Вскоре приехал первый поезд для людей. Мы долго ждали его остановки, но пока мы ждали, почти все люди уже влезли, и нам было не пробиться. Но зато успели на следующий.
Август 1919
Молочница Дуня приходила к нам — с бидоном в руке и с мешком за спиной — с незапамятных времен и вплоть до тяжкой зимы 1919–1920 года, в которую просто исчезла. Мы так никогда и не узнали, что с ней, жива ли она?
В эту же зиму умерла моя младшая сестра Ирина — та, что пила молоко, — крутолобая, в буйных светлых локонах, сероглазая девочка, все распевавшая «Маена, Маена моя!» (Марина моя!), — и как-то даже естественным показалось, что пересохла и молочная струйка, питавшая ее.
В постоянстве Дуниных приходов, в кроткой обреченности, с которой брала она за бесценное молоко ничего не стоившие бумажные тысячи и миллионы, а не меняла его, как все «деревенские», на вещи, в той щедрости, с которой отмеряла его в подставленную кастрюлю, было нечто, роднившее ее с самой Мариной, столь отзывчивой и столь не «деловой».
Они подружились по-своему — странная «барыня» и странная молочница.

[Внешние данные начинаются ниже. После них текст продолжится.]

PR #634, opened 2023-06-04
All task done

vrnvv:


src/main/java/mate/jdbc/dao/ManufacturerDaoImpl.java
```diff
@@ -0,0 +1,117 @@
...
+    @Override
+    public Manufacturer update(Manufacturer manufacturer) {
+        String updateRequest
+                = "UPDATE manufacturers SET name = ?, "
+                + "country = ? WHERE is_deleted = FALSE AND id = ?";
+        try (Connection connection = ConnectionUtil.getConnection();
+                PreparedStatement updateManufacturerStatement
+                        = connection.prepareStatement(updateRequest)) {
+            updateManufacturerStatement.setString(1, manufacturer.getName());
+            updateManufacturerStatement.setString(2, manufacturer.getName());
```
olekskov, line 85: In 'updateManufacturerStatement.setString(2, manufacturer.getName())', 'manufacturer.getName()' should be changed to 'manufacturer.getCountry()'.

src/main/java/mate/jdbc/dao/ManufacturerDaoImpl.java
```diff
@@ -0,0 +1,117 @@
...
+            updateManufacturerStatement.setLong(3, manufacturer.getId());
+            return updateManufacturerStatement.executeUpdate() > 0 ? manufacturer : null;
```
olekskov, line 87: It's not best practice to return null. If you wish to explicitly indicate that record for update doesn't exist then throw DataProcessingException with relevant message

src/main/java/mate/jdbc/dao/ManufacturerDaoImpl.java
```diff
@@ -0,0 +1,117 @@
...
+
+    @Override
+    public boolean delete(Long id) {
+        String deleteRequest
+                = "UPDATE manufacturers SET is_deleted = TRUE WHERE id = ?";
+        try (Connection connection = ConnectionUtil.getConnection();
+                PreparedStatement deleteManufacturersStatement
+                        = connection.prepareStatement(deleteRequest)) {
+            deleteManufacturersStatement.setLong(1, id);
+            return deleteManufacturersStatement.executeUpdate() >= 0;
```
olekskov, line 102: In 'return deleteManufacturersStatement.executeUpdate() >= 0;', the condition should be '> 0' instead of '>= 0' to make sure the method returns true only if at least one record is affected.

src/main/java/mate/jdbc/dao/ManufacturerDaoImpl.java
```diff
@@ -0,0 +1,117 @@
...
+            }
+        } catch (SQLException e) {
+            throw new DataProcessingException("Can't create new record for " + manufacturer, e);
+        }
+        return manufacturer;
+    }
+
+    @Override
+    public Optional<Manufacturer> get(Long id) {
+        String insertRequest
```
olekskov, line 42: Variable name 'insertRequest' should be changed to 'getRequest' for better readability.

olekskov (changes requested):

Rommelua (approved):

Дружба эта — двух матерей — почти не нуждалась в словах; у Марины нас было двое, а у Дуни — три сына и две дочки; Марина часто дарила Дуне что-нибудь из нашего хаотического хозяйства, а та — не обессудьте! не побрезгуйте! — угощала нас мятыми, картофельно-ржаными лепешками, а то и совала Ирине крутое, придавленное в поездной толчее, яйцо.

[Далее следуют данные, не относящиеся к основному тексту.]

PR #641, opened 2023-06-09
add jdbc task solution

AnastasiiaVariuchuk:


src/main/java/mate/jdbc/dao/ManufacturerDaoImpl.java
```diff
@@ -0,0 +1,118 @@
...
+        } catch (SQLException e) {
+            throw new DataProcessingException("Can't get manufacturer from DB by id: " + id, e);
+        }
+    }
+
+    @Override
+    public List<Manufacturer> getAll() {
+        List<Manufacturer> allManufacturers = new ArrayList<>();
+        try (Connection connection = ConnectionUtil.getConnection();
+                 PreparedStatement statement
```
ArinaPolna, line 71: your solution is great) just one minor comment: according to the video lesson when we dont have dependency from our input parameters we can use just a simple Statement class to create our statement so as an option you can write something like this: Statement statement = connection.createStatement()) {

Черты Дуниного лица были строгие, а выражение — мягкое, как бы прислушивающееся, чуть удивленное и виноватое. Сколько ей могло быть лет? — не знаю; материнские лица вне возраста.
Однажды Дуня приехала не одна — за ее бурую кофту, в талью, с буфами — держался Вася, младший из ее мальчиков, мой сверстник. «Вот, барыня, привезла его Москву посмотреть. Все приставал, какая она, да какая — Москва-то!» — «Ну как, — спросила Марина, — понравилось тебе в городе?» Мальчик молчал отчаянно, не отрывая глаз от собственных лаптей, и начал оттаивать — мотать и кивать головой — только на кухне за самоваром. Самовар же был непростой: с того дня, как Марина попробовала сварить в нем пшено, он заткнулся навечно, и кипяток из него приходилось добывать через верх.
После чая Вася разомлел, стал клевать носом; Марина предложила Дуне уложить его; кровать была металлическая, с шишечками, с пружинным матрасом. Мальчик приоткрыл слипающиеся глаза, в них мелькнуло материнское, изумленно-извиняющееся выражение. «Первый раз на пружине сплю!» — прошептал он. Марина закусила губу. «Оставьте его погостить у нас, Дуня, — проговорила она. — Москву ему покажу…» И Вася остался.
Марина обула его в мои башмаки, водила в Кремль и в Зоологический сад, все терпеливо объясняла и рассказывала.
Как некогда я в цирке, Вася смотрел не туда и не на то; в Зоологическом саду больше всего поразили его деревья, обнесенные решетками. «Глянь-ка, и деревья в клетку посадили… чудно!» Дома Васей завладевала я, глуша его книжками, игрушками и собственным превосходством: как-никак я ведь была грамотная и городская! Правда, когда он уезжал, игрушки я отдала ему почти все и без Марининого напоминания, а что до столичного моего превосходства, то хватило нескольких дней, даже часов, проведенных мною в Козлове, чтобы доказать, что бестолковее меня нет во всей деревне.
Приехавшая за мной Марина у Дуни не загостилась. «Отдыхать», когда все кругом трудятся, она не могла, а работать по-крестьянски не умела. Крестьянский «патриархальный быт» — со всепожирающей русской печью во главе угла — ужасал и возмущал ее. Неподъемности его не искупала ни прелестная природа со всеми ее восходами и закатами, ни песни за рекой, ни расшитые полотенца под иконами…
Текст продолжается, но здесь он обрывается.